IBM last week announced the acquisition of AlchemyAPI, which uses deep learning to perform natural language processing for clients.
NLP consists of semantic text analysis, including sentiment analysis.
IBM “has some of these capabilities already, and we continue to explore ways to expand and amplify them through our growing developer community,” said Steve Gold, vice president at IBM Watson.

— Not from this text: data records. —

PR #239, opened 2017-11-06
Added ability to push CF template to S3

smatyas:
I hit the [51,200 bytes size limitation](http://docs.aws.amazon.com/AWSCloudFormation/latest/UserGuide/cloudformation-limits.html) of the template body.
One of the suggested resolutions there is to upload the template to an S3 bucket. This patch makes moonshot to be able to do that.

I added a new configuration option: `template_s3_bucket`. If it's set, moonshot will always upload the local template to that bucket then use its URL in the API calls.

### DIFF
--- a/lib/moonshot/stack.rb
+++ b/lib/moonshot/stack.rb
@@ -177,15 +177,15 @@ module Moonshot
     end
 
     def upload_template_to_s3
-      raise 'The S3 bucket to store the template in is not configured.' unless @config.template_s3_bucket
+      raise 'The S3 bucket to store the template in is not configured.' unless @config.template_s3_bucket # rubocop:disable LineLength
 
       s3_object_key = "#{@name}-#{File.basename(template.filename)}"
-        s3_client = Aws::S3::Client.new
-        s3_client.put_object(
-          bucket: @config.template_s3_bucket,
-          key: s3_object_key,
-          body: template.body
-        )
+      s3_client = Aws::S3::Client.new
+      s3_client.put_object(
+        bucket: @config.template_s3_bucket,
+        key: s3_object_key,
+        body: template.body
+      )
       template_url = "http://#{@config.template_s3_bucket}.s3.amazonaws.com/#{s3_object_key}"
       puts "The template has been uploaded to #{template_url}"
 
--- a/lib/moonshot/stack.rb
+++ b/lib/moonshot/stack.rb
@@ -176,14 +176,35 @@ module Moonshot
       raise "Could not describe stack: #{name}"
     end
 
+    def upload_template_to_s3
+      raise 'The S3 bucket to store the template in is not configured.' unless @config.template_s3_bucket
+
+      s3_object_key = "#{@name}-#{File.basename(template.filename)}"
+        s3_client = Aws::S3::Client.new
+        s3_client.put_object(
+          bucket: @config.template_s3_bucket,
+          key: s3_object_key,
+          body: template.body
+        )
+      template_url = "http://#{@config.template_s3_bucket}.s3.amazonaws.com/#{s3_object_key}"
+      puts "The template has been uploaded to #{template_url}"
+
+      template_url
+    end
+
     def create_stack
-      cf_client.create_stack(
+      parameters = {
         stack_name: @name,
-        template_body: template.body,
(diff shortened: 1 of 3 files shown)


smatyas:
@askreet would you please consider this addition? The SFNG project depends on this, it would be great to have it in moonshot.

lib/moonshot/stack.rb
```diff
@@ -176,14 +176,35 @@ def get_stack(name)
       raise "Could not describe stack: #{name}"
     end
 
+    def upload_template_to_s3
+      raise 'The S3 bucket to store the template in is not configured.' unless @config.template_s3_bucket # rubocop:disable LineLength
```
askreet: Please reformat this to a multi-line conditional, rather than disabling rubocop.

lib/moonshot/stack.rb
```diff
@@ -176,14 +176,35 @@ def get_stack(name)
...
+
+      s3_object_key = "#{@name}-#{File.basename(template.filename)}"
```
askreet: For modern Moonshot users, this will always be "template", since the conventional location is [project root]/moonshot/template.yml. One thing I don't like about S3-based workflow is overwriting files loses you the context of historical stack state. Perhaps we should relate the filename to a timestamp or UUID, then we can see historical changes.

askreet: See [here](https://github.com/acquia/moonshot/blob/master/lib/moonshot/stack.rb#L153).

lib/moonshot/stack.rb
```diff
@@ -176,14 +176,35 @@ def get_stack(name)
...
+      s3_client = Aws::S3::Client.new
+      s3_client.put_object(
+        bucket: @config.template_s3_bucket,
+        key: s3_object_key,
+        body: template.body
+      )
+      template_url = "http://#{@config.template_s3_bucket}.s3.amazonaws.com/#{s3_object_key}"
+      puts "The template has been uploaded to #{template_url}"
```
askreet: For things that happen during create/update/delete lifecycle, please use @ilog's threaded logging. Take a look at  `#delete` to get an idea of what to do.

spec/moonshot/stack_spec.rb
```diff
@@ -88,10 +90,32 @@
...
+            bucket: config.template_s3_bucket,
+            key: an_instance_of(String),
+            body: an_instance_of(String)
+          }
+        end
+
+        it 'should call put_object' do
+          expect(s3_client).to receive(:put_object)
+            .with(hash_including(expected_put_object_options))
+          expect(cf_client).to receive(:create_stack)
```
askreet: I think we also want to make an assertion about the create_stack call, because it should have `template_url` in place of `template_body`.

spec/moonshot/stack_spec.rb
```diff
@@ -88,10 +90,32 @@
...
+
+      context 'when template_s3_bucket is set' do
+        before(:each) do
+          config.template_s3_bucket = 'rspec-bucket'
+        end
+
+        let(:expected_put_object_options) do
+          {
+            bucket: config.template_s3_bucket,
+            key: an_instance_of(String),
```
askreet: If we mock out some of the components used in the key, we can assert the behavior here instead of just expecting an instance of a string (e.g. Time).

lib/moonshot/stack.rb
```diff
@@ -177,17 +177,22 @@ def get_stack(name)
...
+      unless @config.template_s3_bucket
+        raise 'The S3 bucket to store the template in is not configured.'
+      end
+
+      s3_object_key = "#{@name}-#{Time.now.getutc.to_i}-#{File.basename(template.filename)}"
       template_url = "http://#{@config.template_s3_bucket}.s3.amazonaws.com/#{s3_object_key}"
-      puts "The template has been uploaded to #{template_url}"
+
+      @ilog.start "Uploading template to #{template_url}" do |s|
+        s3_client = Aws::S3::Client.new
```
askreet: We already have a method for this in CredsHelper. I think you may just be able to remove this line.

smatyas:
Thanks for the suggestions @askreet I think I addressed everything. Could take another look on this, please?

smatyas:
@janelletavares please take it over from me, we can switch back our dependency once it gets released.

AlchemyAPI already has about 40,000 developers worldwide who use its technology to build tools, which is no small boost for IBM.
“AlchemyAPI’s deep learning platform will augment Watson’s ability to identify information hierarchies and understand relationships between people, places and things across both structured and unstructured data,” Gold told the E-Commerce Times.
Shades of Superfish!
The purchase also will provide additional visual features for Watson, as Alchemy has advanced visual recognition technology that automatically detects, labels and extracts important details from image data.
That raises a red flag — Lenovo is recently took heat for preinstalling Superfish visual search software in its consumer PCs, because it allows spying on users. The incident took a toll on the market’s trust in Lenovo.
The company apologized and published instructions on uninstalling Superfish, but that may have been too little too late. Lenovo has had its website hacked, apparently in revenge, and it currently is under investigation by Connecticut’s attorney general over the issue.
Whether IBM will have a similar experience remains to be seen.
AlchemyAPI’s technology is offered in the form of Software as a Service, and it “will expand Watson as both a core technology and [an] open cloud development platform,” IBM’s Gold said, adding that partners, developers and clients already have built more than 7,000 new apps powered by Watson.
Existing AlchemyAPI clients, developers and other users will be able to access Watson services and APIs through the Watson Zone on IBM’s Bluemix cloud platform.
The Birds and the Bees
Of late, prominent technologists and scientists, including Steven Hawking, Elon Musk and Bill Gates, have voiced fears about artificial intelligence and the possibility of its taking over the world. How far down that road is current technology — including the Watson/AlchemyAPI combination — likely to go?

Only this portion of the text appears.